#### [Work instruction]
Reproduce the records starting at the line that contains "opensync: Update ovsdb schema to support 11ax" and running to the last line, exactly and in full.
Segment Start: Recorded data
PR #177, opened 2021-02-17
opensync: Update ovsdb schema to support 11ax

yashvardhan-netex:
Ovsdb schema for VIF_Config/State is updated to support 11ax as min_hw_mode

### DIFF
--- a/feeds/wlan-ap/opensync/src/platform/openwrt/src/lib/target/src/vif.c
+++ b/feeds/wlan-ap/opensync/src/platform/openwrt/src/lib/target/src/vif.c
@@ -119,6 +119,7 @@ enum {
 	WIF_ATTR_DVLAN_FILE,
Segment End: Recorded data
#### [Solution to this problem]
opensync: Update ovsdb schema to support 11ax

yashvardhan-netex:
Ovsdb schema for VIF_Config/State is updated to support 11ax as min_hw_mode

### DIFF
--- a/feeds/wlan-ap/opensync/src/platform/openwrt/src/lib/target/src/vif.c
+++ b/feeds/wlan-ap/opensync/src/platform/openwrt/src/lib/target/src/vif.c
@@ -119,6 +119,7 @@ enum {
 	WIF_ATTR_DVLAN_FILE,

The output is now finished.